We know most of the renters and they are nice hard working people who do the upkeep( cut grass, weed flower beds, etc), but the large repair items are always left undone.

the painting, shingling, gutter cleaning, etc. And it makes sense for both parties not to do it. The renters don't care and the home owners don't care about their property values until they sell.

Sadly though having renters in a neighborhood brings down property values. I'm pretty certain that having a high concentration of AirBnB renters would bring down values even more.

So there is harm done, a fair bit of it.


My wife's uncle had a renter for a house in the woods. The renter let her dogs urinate freely in the house. My wife's uncle has totally resurfaced the floor and still can't get the smell out. He'll have to rip out all the drywall because the urine has wicked into it from the floor boards.

Now obviously this is an extreme example, but stories like this aren't totally unheard of. If you know several people who rent out properties regularly, chances are that they have a couple of horror stories between them.


Presumably your wife's uncle did everything right (credit and background checks) and still got burned. Without being snarky, he might well have had more luck with AirBnB.


The point isn't that AirBnB is better or worse for finding a renter than Craigslist or an ad in the local paper. The point is that renters create more risk than owners, and short-term renters create more risk than long-term renters.

If you own a house in the middle of the woods, you bear all the risk for the quality of your renter. If you live in a condo building, the other tenants are exposed to that risk. In the former case, I can totally control the level of risk I'm exposed to based on my choices of who I host. In the latter case, if I'm a fellow tenant, I have no control over that risk. The AirBnB host in my building might only choose tenants with 100+ reviews, or they may choose tenants with no reviews.

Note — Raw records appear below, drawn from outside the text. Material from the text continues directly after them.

PR #747, opened 2022-01-12
Release Candidate 4.8.0

Buwujiu:
Release Note:
- Song performance upgrades:  a new paginated `getAnalysis` endpoint to replace legacy endpoint. 
- Add fileType TXT to base schema and file_type enum.
- Create, send analysis after transaction commit.

### DIFF
--- a/Dockerfile.icgc25k
+++ b/Dockerfile.icgc25k
@@ -1,7 +1,7 @@
 ###############################
 # Song Server for ICGC25k
 ###############################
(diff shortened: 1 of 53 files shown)


blabadi:
adding @joneubank since he is also working on SONG now, @joneubank does this affect you or do you know any reason not to merge this ?

joneubank:
Merging is fine, but once we resolve the dependency issue that jenkins ran into.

Your argument is that you wouldn't want to live in a building where the tenants hadn't undergone background checks and credit checks, and that this increases risk. My argument is that they obviously don't do much to protect the host anyway, if plenty of landlords have horror stories. I've talked to every AirBnB host I've stayed with (and I've stayed with a few) about this and not one had anything negative at all to say about their guests.

I would suggest trying AirBnB a little and looking at what the people who actually use the service are like first without worrying about some kind of imagined stranger danger.

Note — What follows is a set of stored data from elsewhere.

PR #755, opened 2022-03-01
remove temp table from get_analysis function db script

Buwujiu:


song-server/src/main/resources/db/migration/V1_10__create_function_get_analysis.sql
```diff
@@ -24,30 +24,8 @@ returns table (
 ) as
 $$
 	begin
-		 -- step A: analysis_file_join is the result of joining Analysis table with File table, and getting file info from Info table
```
blabadi, line 27: you cannot modify existing scripts, you need to add new script since this one is already executed

Buwujiu: added a new script

blabadi (approved):

PR #767, opened 2022-06-07
add new enum value to specimen_type

Buwujiu:


joneubank (approved):
Changes look fine, look like they follow the established pattern (which we should review later).

Note that there are issues running Song with security enabled since the Spring upgrade, so don't merge this to master yet. I need to follow up on those errors. This will fail to start in the overture QA env but not because of your changes.

blabadi (approved):

Buwujiu:
Thanks for the headsup @joneubank !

Having any short-term renter increases risk versus a long-term renter versus an owner. That's just the nature of the industry.

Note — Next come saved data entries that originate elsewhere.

PR #768, opened 2022-06-11
Fix Secure Profiles after Spring Upgrade

joneubank:
The SpringBoot upgrade broke Spring WebSecurity which only became an issue when running secure and jwt profiles (which are used in all production cases).

The `secure` profile continues to enable the WebSecurity configuration which requires an ApiKey to access protected resources. This now configures an Oauth2ResourceServer using a custom OpaqueToken introspector that works with Ego.
Note: The Oauth2 token introspection response from ego is missing the `active` property that by default indicates if the token is currently valid.

The `jwt` profile changes Oauth2ResourceServer to accept both ApiKey and JWT as the Bearer token. The JWT validation uses the out of the box Spring beans since the jwt public key path and valdiation work as expected by the Oauth standard.

Additional updates are made to extract the scopes from both the ApiKey response and the JWT, depending on which is provided to the protected endpoint pre-authorization method.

My point is that as a tenant in a building with an AirBnB host, I have absolutely zero guarantees about what kind of tenants AirBnB hosts take on. Maybe some need the money and are willing to take on people with no reputation scores? I'm willing to trust my building management to take responsibility for screening tenants because if they fail I can sue them and I know they can pay because they are insured.

That's the point you keep dancing around. AirBnB's reputation system might be great. That's irrelevant to me as a tenant in the same building. I don't get to see or have any control over the reputations scores of the people AirBnB hosts in my building take on. The AirBnB host exposes me to a level of risk, he is in total control over that level of risk, and he doesn't carry insurance against that risk. That is a harm to me.


> Your argument is that you wouldn't want to live in a building where the tenants hadn't undergone background checks and credit checks, and that this increases risk.

Not really, my point was with respect to who cares for their property the most: owners > long term renters > short term( 1 week or less) renters


I sympathize, I've lived in a fairly similar area recently (the University District in Seattle - lots of student renters who obviously don't care).

However, at the moment, the landlord's not doing anything illegal at all. How can we deal with this kind of scenario effectively?


The owner of the property is harmed, when they agree with a renter on a contract with specific terms, and the renter then secretly reneges on those terms to take all the profit from the owner's increased risk for themselves.